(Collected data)
== Segment start ==
PR #287, opened 2020-05-04
Bugfix for #286: append new tags correctly to title

### LINKED ISSUE #286: new tags gone after browser refresh
**Describe the bug**
The tag icon works beautifully in allowing me to assign selected newly created tags to each header. I really enjoy the display of the assigned tags. 
However, when the browser is refreshed, these tags become part of the header. For example, "this is header 1:TAG:"
When touching the tag icon again, it doesn't recognize this head has any tag at all. And the previously created tag list no longer exists. New tags have to be created. 
Each browser refresh appends the newly assigned tag to the end of the header.

**To Reproduce**
1. Assign new tags using the tag icon
2. Save 
3. Refresh browser

**Expected behavior**
I would expect the tag function to work across browser reloads.

 - iPhone 11
 - IOS 13.4.1
 - Browser: DuckDuckGo

schoettl:
This closes #286 

New tags were appended without a space before. Always inserting a space would change the original org file (parse-export-diff).

Solution: Only if title does not end with space, insert correct number of spaces (at least one)

### DIFF
--- a/src/lib/export_org.js
+++ b/src/lib/export_org.js
@@ -225,20 +225,28 @@ export const attributedStringToRawText = parts => {
 
 // Takes a plain JS object
 export const generateTitleLine = (header, includeStars) => {
-  let contents = '';
-  if (includeStars) contents += '*'.repeat(header.nestingLevel);
+  // Remove stars afterwards if not includeStars - because of :tag: alignment
+  let titleLine = '*'.repeat(header.nestingLevel);
 
   if (header.titleLine.todoKeyword) {
-    contents += ` ${header.titleLine.todoKeyword}`;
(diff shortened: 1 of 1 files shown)


schoettl:
Hi @munen,

I have again minor problems with prettier:

```
$ npx prettier --version
1.19.1
$ prettier --version
2.0.5
```

- The newer system prettier wraps every single lambda arg in parens `(x) => x`.
- `npx prettier` does the opposite.

I personally think, the parens shouldn't be mandatory. What do you think?

I guess, we should edit `.prettierrc.json` to fix this version difference.

munen:
@schoettl Great PR, as always!

I'll merge, add the changelog entry and will open a separate issue so we can discuss your absolutely legit input regarding the prettier situation.

PR #289, opened 2020-05-05
chore: Use new prettier default to always have parens in arrow fns

munen:
I've skimmed the changes from prettier for mistakes or outliers. In very few occasions, I have reverted a chunk to the previous indentation, but generally speaking it looks like this PR doesn't introduce a bad style regression.

Feel free to make any changes, close or merge^^


munen:
>  Did you sneak in some easter eggs? ^^

😁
== Segment end ==
[What is required]:
Up to and including the line with "- iPhone 11", repeat the entries exactly, beginning at their first line.

[Result below]:
PR #287, opened 2020-05-04
Bugfix for #286: append new tags correctly to title

### LINKED ISSUE #286: new tags gone after browser refresh
**Describe the bug**
The tag icon works beautifully in allowing me to assign selected newly created tags to each header. I really enjoy the display of the assigned tags. 
However, when the browser is refreshed, these tags become part of the header. For example, "this is header 1:TAG:"
When touching the tag icon again, it doesn't recognize this head has any tag at all. And the previously created tag list no longer exists. New tags have to be created. 
Each browser refresh appends the newly assigned tag to the end of the header.

**To Reproduce**
1. Assign new tags using the tag icon
2. Save 
3. Refresh browser

**Expected behavior**
I would expect the tag function to work across browser reloads.

 - iPhone 11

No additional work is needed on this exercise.